28 U.S.C. § 1391(e)(1). MacKenzie concedes that all of the defendants “reside” in Washington, D.C., and does not contend that any of the events giving rise to this lawsuit occurred in South Carolina. Instead, he argues that under § 1391(e)(1)(C), venue is proper in the District of South Carolina because “he ‘might' have brought the case in the U.S. District of South Carolina had he been a resident of South Carolina in March, 2015.” P. 7/6/17 Reply 3.

         In addressing the “might have been brought” requirement of § 1404(a), however, the Supreme Court has clearly explained:

[i]f when a suit is commenced, plaintiff has a right to sue in that district, independently of the wishes of defendant, it is a district “where (the action) might have been brought.” If he does not have that right, independently of the wishes of defendant, it is not a district “where it might have been brought[.]”

Hoffman v. Blaski, 363 U.S. 335, 344 (1960) (emphasis added) (citation omitted); see also, e.g., Veba-Chemie A.G. v. M/V Getafix, 711 F.2d 1243, 1246 (5th Cir. 1983) (noting, in dicta, “[f]ollowing the ‘plain words' of [§ 1404(a)], the Supreme Court has prohibited transfers to alternative federal forums unless the suit ‘might have been brought' there at the time plaintiff filed his original suit.” (emphasis added) (quoting Hoffman, 363 U.S. at 342-43)); Am. Home Mortg. Servicing, Inc. v. Triad Guar. Ins. Corp., 714 F.Supp.2d 648, 652-53 (N.D. Tex. 2010) (Lynn, J.) (holding that transfer under § 1404(a) was not appropriate because “at the time this suit was filed, [plaintiff] could not have counterclaimed against [defendant] in the Delaware court, because [plaintiff] was not [yet] a defendant in that case.”).

         At the time this lawsuit was filed, MacKenzie was a resident of Texas, not South Carolina. Therefore, he had no right to file this lawsuit in the District of South Carolina. It is irrelevant that MacKenzie “might” have brought this lawsuit in the District of South Carolina had he been a resident of South Carolina in March, 2015. It is undisputed that he was not a South Carolina resident when he filed this lawsuit.
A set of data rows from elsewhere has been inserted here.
PR #1400, opened 2019-08-26
Update the apollo cache

### LINKED ISSUE #1391: 🐛 [Bug] Deleted Comment reappears after editing another
## :bug: Bugreport

A once deleted comment reappears, when another comment on the same post ist edited.

1. Write 4 Comments
Bildschirmfoto_2019-08-26_11-03-18

2. Delete number 2
Bildschirmfoto_2019-08-26_11-03-52

3. Edit number 3 and save
4. Number 2 appears again
Bildschirmfoto_2019-08-26_11-04-19

### Expected behavior

A deleted comment should be gone for one and ever.

### Version & Environment
 Type: [Desktop]      
 - OS: [Linux]      
 - Browser: [Firefox] 
 - Version [68.0.1]  
 - Device: [Notebook]  

### Additional context

This does not happen, when the whole page is reloaded after deleting post number 2.

mattwr18:
### Issues

- fixes #1391


webapp/components/Comment.vue
```diff
@@ -140,24 +141,33 @@ export default {
...
+            }
+            store.writeQuery({ query: PostQuery(this.$i18n), data })
+          },
+        })
+        .then(res => {
+          this.$toast.success(this.$t(`delete.comment.success`))
+          this.$emit('deleteComment')
+        })
+        .catch(err => {
+          this.$toast.error(err.message)
```
mattwr18: @Tirokk, I originally tried using `update` with `async/await`, but I couldn't the syntax correct.
I just changed it to using a promise cause I have examples in the code base of it working... we could refactor it, but I'm not sure if there is a need, just to let you know why I refactored it so.

appinteractive: Just add `async` to the outer method, put a `await` before the request and wrap that inside the try/catch

webapp/components/Comment.vue
```diff
@@ -140,24 +141,33 @@ export default {
...
-          }
-        `
-        await this.$apollo.mutate({
-          mutation: gqlMutation,
+    deleteCommentCallback() {
+      this.$apollo
+        .mutate({
+          mutation: CommentMutations(this.$i18n).DeleteComment,
           variables: { id: this.comment.id },
+          update: store => {
```
appinteractive: `update: async store => {`

webapp/components/Comment.vue
```diff
@@ -140,24 +141,33 @@ export default {
...
+              variables: { id: this.post.id },
+            })
+
+            const index = data.Post[0].comments.findIndex(
+              deletedComment => deletedComment.id === this.comment.id,
+            )
+            if (index !== -1) {
+              data.Post[0].comments.splice(index, 1)
+            }
+            store.writeQuery({ query: PostQuery(this.$i18n), data })
```
appinteractive: `await store.writeQuery(`

webapp/components/Comment.vue
```diff
@@ -140,24 +141,33 @@ export default {
...
-        `
-        await this.$apollo.mutate({
-          mutation: gqlMutation,
+    deleteCommentCallback() {
+      this.$apollo
+        .mutate({
+          mutation: CommentMutations(this.$i18n).DeleteComment,
           variables: { id: this.comment.id },
+          update: store => {
+            const data = store.readQuery({
```
appinteractive: `const data = await store.readQuery(`

mattwr18:
hey thanks @appinteractive... the issue was that I was trying to put the update outside of the closing `}`, but inside the closing `)`... when I moved it inside both, it worked fine. I added the `async/awaits` to the update, readQuery, and writeQuery, as you suggested. I have a couple questions, if/when you have time to answer them.
1) is there any benefit to using `try/catch(async/await)` over `promises/then` syntax? I feel like it's just a style thing, but would love to know if there are any benefits/downsides to each.
2) the docs don't use `async/await` for updates or `readQuery`/`writeQuery`, is that cause the examples are in smart queries, or some other reason you know of?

         Accordingly, because MacKenzie was not a resident of the District of South Carolina at the time this suit was filed, and he has not provided any other reason why venue would have been proper in the District of South Carolina, the court holds that the District of South Carolina is not a “district or division where [this lawsuit] might have been brought.” 28 U.S.C. § 1404(a). MacKenzie's motion under § 1404(a) to transfer this suit to the District of South Carolina is therefore denied.

         III

         The court now turns to the merits of the DOJ Defendants' motion to dismiss under Rule 12(b)(1) and (6) and the HUD Defendants' motion under Rule 12(c) for judgment on the pleadings. It starts by setting out the pertinent standards for deciding these motions.

         A

         “Federal courts are courts of limited jurisdiction, and absent jurisdiction conferred by statute, lack the power to adjudicate claims.” Stockman v. Fed. Election Comm'n, 138 F.3d 144, 151 (5th Cir. 1998). A Rule 12(b)(1) motion can mount either a facial or factual challenge. See, e.g., Hunter v. Branch Banking & Tr. Co., 2013 WL 607151, at *2 (N.D. Tex. Feb. 19, 2013) (Fitzwater, C.J.) (citing Paterson v. Weinberger, 644 F.2d 521, 523 (5th Cir. May 1981)). When a party makes a Rule 12(b)(1) motion without including evidence, the challenge to subject matter jurisdiction is facial. Id. The court assesses a facial challenge as it does a Rule 12(b)(6) motion in that it “looks only at the sufficiency of the allegations in the pleading and assumes them to be true. If the allegations are sufficient to allege jurisdiction, the court must deny the motion.” Id. (citation omitted) (citing Paterson, 644 F.2d at 523). “The burden of proof for a Rule 12(b)(1) motion to dismiss is on the party asserting jurisdiction. Accordingly, the plaintiff constantly bears the burden of proof that jurisdiction does in fact exist.” Ramming v. United States, 281 F.3d 158, 161 (5th Cir. 2001) (per curiam) (citations omitted).

         B.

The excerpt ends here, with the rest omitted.